Processing and Workflow Methods
The BAC has built and maintains several high-throughput, production level, data processing and analysis workflows for other service units on the MU campus that handle common bioinformatics processing needs. These workflows are predominately built using Nextflow to create robust and stable tools utilizing best-practices methods. For researchers who receive data from these workflows, you can find basic information about what processing and/or analysis was done below. If you have questions, please reach out for the latest information.
GTC Processing Workflow
Updated 2021-12-10
All sequencing that comes from the MU GTC is processed through this workflow unless otherwise requested.

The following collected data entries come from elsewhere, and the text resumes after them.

PR #523, opened 2026-05-04
Fix zstd::libzstd_shared not found error on CYGWIN

carlo-bramini:
I tried to update the package of libzip for CYGWIN, but I got an error when I executed ninja for building.
When CMake configures the build, it prints this message on the console:
```
-- Found zstd: /usr/lib/libzstd.dll.a (Required is at least version "1.4.0")
```
and I have installed version zstd-1.5.7 in my environment.
However, when I start the real build process, it prints this error message:
```
ninja: error: 'zstd::libzstd_shared-NOTFOUND', needed by 'lib/cygzip-5.dll', missing and no known rule to make it
```
The bug happens because CYGWIN uses DLLs and import libraries like MinGW.
So I fixed the bug into `cmake/Findzstd.cmake` with this patch.


0-wiz-0:
Thanks, merged.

Raw reads are demultiplexed with bcl-convert (v3.8.2-12-g85770e0b). Reads are then trimmed with fastp version 0.23.1 using default settings. Additional quality control is done by mapping of a sub-sampled portion of the reads to an rRNA reference to check for contamination during sample preparation. This process uses seqtk to sub-sample, minimap2 to map the reads, and samtools stats (v1.14) to determine percentage of reads mapped to a RefSeq rRNA reference. Overall quality control statistics are generated with MultiQC (v1.12).
Metagenomics Workflow
Updated 2021-12-10
The metagenomics pipelines utilizes the QIIME2 (2021.8.0) metagenomics pipelines. Currently, 16S and ITS amplicon sequencing can be performed with this pipeline, and can be done completely automated for sequencing that is done with the MU GTC, and on-demand for data from other sources. Custom classifiers are built for each analysis type using a naive-bayes model, the 16S classifier is based on the Silva (v.138) 99% reference database, targeted for PE250 reads. The ITS classifier is based on the Unite (v.10.05.2021) 99% reference database.